Hate Being In This!!
I am the other woman, and that is the first time I have actually admitted that. Maybe thats one step closer to getting out of this.
I feel I am a walking, talking contradiction and I am very much starting to dislike the person I am becoming.
I am 26, outgoing, friendly, have an interesting job that i love, a great family, lots of friends, without sounding big headed not short of male attention. But still I love someone who will never, ever be mine.
Lets start at the beginning, I'm hoping that writing all this out may help me somehow, so my apologises if it's rather long
In 2005 I became friendly with a guy, I was 21, just out of a long relationship and I was looking to enjoy myself with commitment, this guy, M was more than happy with that, recently becoming single himself. I rnjoyed his company, we had fun and it was good, we kept it casual and of course, sexual, without commitment. Perfect at the time. Then in November 2006 I met someone else, and so did M and I moved away, although we stayed in contact it wasnt too frequent and life moved on for both of us. In May 2008 I spilt with my boyfriend, it was incredibly hard and I was heart broken, M was my shoulder to cry on, despite our past, he was an amazing friend to me, I actually couldnt have got through it without him.
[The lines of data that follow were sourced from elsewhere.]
Issue #21329, opened 2026-09-02
Dedupe Any Terraform Provider content between the concepts page and the get-started page


jkodroff:
## Problem

Two pages document the Any Terraform Provider feature, and they overlap substantially:

- `content/docs/iac/concepts/providers/any-terraform-provider.md` → [/docs/iac/concepts/providers/any-terraform-provider/](https://www.pulumi.com/docs/iac/concepts/providers/any-terraform-provider/) — the canonical page, just rewritten in #TBD.
- `content/docs/iac/get-started/terraform/terraform-providers.md` → [/docs/iac/get-started/terraform/terraform-providers/](https://www.pulumi.com/docs/iac/get-started/terraform/terraform-providers/) — a thinner treatment of the same feature.

The get-started page is the one that holds the legacy alias `/docs/iac/using-pulumi/pulumi-packages/terraform-provider/`, so it inherits inbound traffic that arguably belongs on the concepts page.

Several pages also link to the get-started page when they mean the concepts page. Two were fixed in the rewrite PR (`local-sdks.md`, `providers/_index.md`); `content/docs/iac/comparisons/cdktf.md:62` still points at the get-started page for on-demand SDK generation.

## Suggested work

1. Decide which page owns the feature. The concepts page is the natural canonical home; the get-started page should stay a short quickstart within the Terraform get-started path and link out rather than restate.
2. Trim the duplicated explanation from the get-started page.
3. Audit remaining inbound links (`grep -rn "get-started/terraform/terraform-providers" content/`) and repoint the ones that mean "explain this feature."
4. Consider whether the legacy alias should move to the concepts page (with the usual alias/redirect care).

## Context

Split out of the Any Terraform Provider page rewrite so that PR stays reviewable.

jkodroff:
This has been fixed.

PR #21330, opened 2026-09-02
docs: refocus the Any Terraform Provider page on the capability

jkodroff:
Reorients the page around the Any Terraform Provider capability and the providers it makes available, rather than around local SDKs.

- **Positioning.** Any TF is for when there's no bridged Pulumi provider and there is a Terraform/OpenTofu one. Dropped "evaluating a provider before committing to it."
- **Languages.** Every language uses `pulumi package add`; YAML just doesn't get a generated SDK. HCL doesn't need `pulumi package add` at all.
- **`pulumi install`.** Removed from the walkthrough, since `pulumi package add` already generates and links the SDK. Kept for the clone/CI case, where it installs whatever is missing: provider binaries and SDKs.
- **Config and property names.** Plainer language: provider config keys are always camelCase; resource inputs and outputs are cased for your language. Removed the `pulumi package get-schema` "discovering names" procedure.
- **Local SDKs.** Delegated to the [Local SDKs](https://www.pulumi.com/docs/iac/guides/building-extending/packages/local-sdks/) page instead of restating it.
- **Registry.** Rewritten around discoverability and the badge on Any TF packages.
- **Removed** the Limitations and Best practices sections.

Also repoints two links that went to the get-started page or the Registry package instead of this page. Deduping the get-started page is #21329.

https://claude.ai/code/session_01A8PbULLXfvPBb3TMr1fh4h


jkodroff:
@claude #update-review

Addressed all five findings in 401a810.

**Fixed:**

- **L23** (🚨) — you were right that the intro contradicted the callout six lines
  below it. Now reads: "The Any Terraform Provider feature works with every Pulumi
  language. In every language except Pulumi HCL, `pulumi package add` is how you add
  a provider; what then differs between them is whether you also get a generated SDK."
- **L41** — softened to "mirrors its providers, so in practice a provider published
  to either one is available." The overlap between the two registries is large, but
  the page no longer asserts an identical catalog.
- **L304** — scoped to provider configuration keys: "Pulumi renders provider
  configuration keys in camelCase instead." That stops a reader who stops after the
  first paragraph from carrying away a rule the page contradicts four lines later.
- **L320** — added one sentence pointing at the authoritative answer: "To see a
  provider's exact configuration keys, run `pulumi package get-schema` and inspect
  `config.variables`." Deliberately not restoring the removed "discovering names"
  jq subsection, since plainer language was the point of the rewrite.

**Disputing L338** (the Registry badge): the badge does ship in Registry search
today — confirmed by the page author. Note also that the sentence describes what the
badge conveys rather than quoting a literal label, so it stays accurate even if the
label's exact wording differs. Please re-check with that in view.

For the record on the gate: the auto-refresh declined with `fire=false — hunk
content/docs/iac/concepts/providers/any-terraform-provider.md:38-44 is outside
outstanding finding lines`, since it scopes only against the single outstanding
finding at L23. Hence the explicit mention.

CamSoper (approved):
This makes perfect sense, huge improvement.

In October 2008 I moved back to my home city, this is when everything started to change again. Even though I knew he was still with his girlfriend, our relationship became again sexual, but mostly we became completely emotionally involved. We were speaking every day and seeing each other once or twice a week. But although I was falling for him, I didn't tell him so and nor did he tell me, we just kept quiet and enjoyed our 'relationship'.......In May this year he went away on holiday for 2 weeks and we had lttle contact, the day he returned he came straight to see me and told me he was in love with me and wanted to be with me, I was stunned. And in that instant I knew I was completely his.....Now came the bombshell, he had lied to me, and was actually MARRIED and got married in 2007 when we didnt have much contact....it sounds so mad when I say it to myself now, he lied to me until after he knew I was in love with him, but stupidly I forgave him because I believed we would now be together.....he didn't love her anymore and wanted me....so he left...FOR 4 WEEKS!! And being truly honest, those were the best 4 weeks of my life, that sounds so pathetic now!!
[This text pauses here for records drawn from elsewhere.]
PR #21340, opened 2026-09-02
Docs review v3: deterministic machinery and the two-card composer surface (dark)

CamSoper:
First slice of the docs-review v3 rollout (`REVIEW_V3_COMMENTS` / `REVIEW_V3_SENTINEL` stay unset, so nothing a contributor sees changes).

**What lands**

- `scripts/review-v3/`: routing config + parser, `REVIEW_STATE` and `/resolve` contracts, the evidence trio (validate / record / render), the Sentinel evaluator, the SLA sweep, the mechanical-bar replay tool, and their tests. `README.md` there is the map.
- `.claude/commands/docs-review`: `compose-review.py --surface v3` (author card + reviewer brief + evidence base), `build-evidence.py`, `apply-update.py`, validate-pinned schema v23 with the v3 rules, the tightened mechanical bar in `triage-classify.py`, `pinned-comment.sh --role`, the consumer scripts reading the v3 shape, references, footers, fixtures.
- Four new workflow files, all inert until their variable is set: `review-sentinel.yml` (tri-state `REVIEW_V3_SENTINEL`: unset = never runs, `report`, `1`), `review-resolve.yml`, `review-sla-sweep.yml`, `staging-deploy-pr.yml`.
- Harness + CI path-filter wiring.

**Why dark works:** the default composer surface is golden-pinned byte-identical; no existing workflow calls the new scripts; every new workflow job has an explicit `if:` on a literal variable value (unset is never truthy).

**Verification:** `make test-review-pipeline` (45 suites) and `make lint` green. Fork battery on CamSoper/pulumi.docs: waves A–F in pulumi/docs-review-benchmarks#9 (flag-off control identical to master; v3 initial / update / infra rounds; dark-state probe with every gated job skipped).

Stacked: the lane rewiring and the downstream consumers follow as separate PRs based on this branch.


CamSoper:
@claude #new-review

CamSoper:
@claude #update-review

Fixed the two blockers; the low-confidence question is already covered by a test.

- L116: the step now stamps `SINCE` before dispatching and selects the first `workflow_dispatch` run on the branch created after it, polling up to 60 s, erroring if none appears. A push-triggered or earlier `/deploy-staging` run can no longer be watched by mistake.
- L140: the `cancelled()`-guarded step is gone (a displaced pending run never starts, so it could never fire). Instead, when a deploy is already in progress the job posts an up-front "queued behind <url>" comment that says a newer request would drop this one silently, and the header note describes the real queue behaviour.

So he went back, they had only been married just short of 2 years, and he told me he believed his marriage deserved a chance, they were going to have counselling etc etc. I was heart broken, and he maintained that he still loved me more then he would ever love his wife...but he had to at least try to make a go of things. I should have walked away then, and I tried but I couldn't. He constantly texted me, he rang me crying that he couldn't let me go, that I meant everything to him.
So here I am, almost 7 months down the line and still seeing him, I still love him, but part of me hates him. The rational part of me knows that if he truly loved me his marriage wouldnt mean a thing, if I was truly who he wanted he would do anything he could to be with me...I know that he's got the best of both worlds, Im the one who goes to bed on my own every night.....he tells me they dont have a sex life, the intimate part of their relationship has gone, I do believe this in some ways, but then I know all married men probably say this....he texts and calls me everyday from the start of the day til he goes to bed, I see him often, he is in my life completely, he's knows my family, my friends. But no one he is friends with even knows I exists.
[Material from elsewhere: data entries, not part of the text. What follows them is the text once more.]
PR #21342, opened 2026-09-02
Docs review v3: downstream consumers read the evidence record

CamSoper:
Third slice of the docs-review v3 rollout, stacked on #21340. Every consumer prefers the v3 evidence object when a PR has one and falls back to today's shape otherwise, so nothing changes until the surface flips.

- **weekly-digest**: `collect_v3_ops()` (waive rate, SLA breaches by lane, bulk-accept rate) and the synthesis prompt's v3 section.
- **review-admin**: a `pr-review` domain loader for the evidence ledger.
- **content-review**: the glow-up backlog gains a source — a review PR's still-open, accepted-as-is, or held findings and every pre-existing row from `pr-review/<pr>/latest.json`. `select-glowup.py --pr-review-dir` stamps trimmed records on the queue article (the worker has no AWS), and the dispatcher syncs only `*/latest.json`.

Verification: harness + lint green on the stack; builder self-test (77 checks) and selector test (68) cover the new source, dedupe, and the queue stamp.

### DIFF
--- a/.claude/commands/review-existing-content/SKILL.md
+++ b/.claude/commands/review-existing-content/SKILL.md
@@ -458,7 +458,10 @@ except as amended here.
 `compose-pr-body.py`): the ledger's `skipped_findings` / `clarity_flag`
 counters plus every banked finding extracted from the page's prior review
 PRs' "Findings not applied", "Screenshot check", and "Rendered content"
-sections, each with a stable `id` and its `source_pr`. The pre-step
+sections, each with a stable `id` and its `source_pr` — plus, for PRs
+reviewed on the v3 surface, what the pre-merge *reviewer* found and the page
+still carries (`source: pr-review`: findings left open, accepted as-is, or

I do love him, I actually hate myself for saying it, for feeling it, I don;t want to be in this anymore, but I cant walk away, WHY??!! He has never said he will leave his wife for me, so I know it wont happen, I know if I walked away he wouldnt fight for me, maybe I'm scared of that because then it will prove I'm nothing. When I am with him, I forget all this, all I can think is how good it feels to be with him, to walk down a street holding his hand and to feel complete. He doesn't want me to be with anyone else, but I do date, more because I feel its the only thing I kinda have some control over, I hate that he knows I would drop everything just to see him, I rearrange my life to suit him. By dating other guys I think it somehow proves that he doesnt have that hold over me, although he probably knows he does. I cant let myself get emotionally attached to anyone though, Its such a contradiction that I wouldnt ever betray him by being with anyone else properly, more so because I'm very much devoted to one person when I'm with them!!
He is going away for 3 weeks over christmas and new year so I wont see him, and I've asked if we can have no contact for that time, this is gonna kill me I know it, but I'm hoping that a bit of time may help me realise I dont need him like i seem to believe I do.
I know many people judge those who are the other woman, I myself have done so....its so easy to judge when your not in the situation.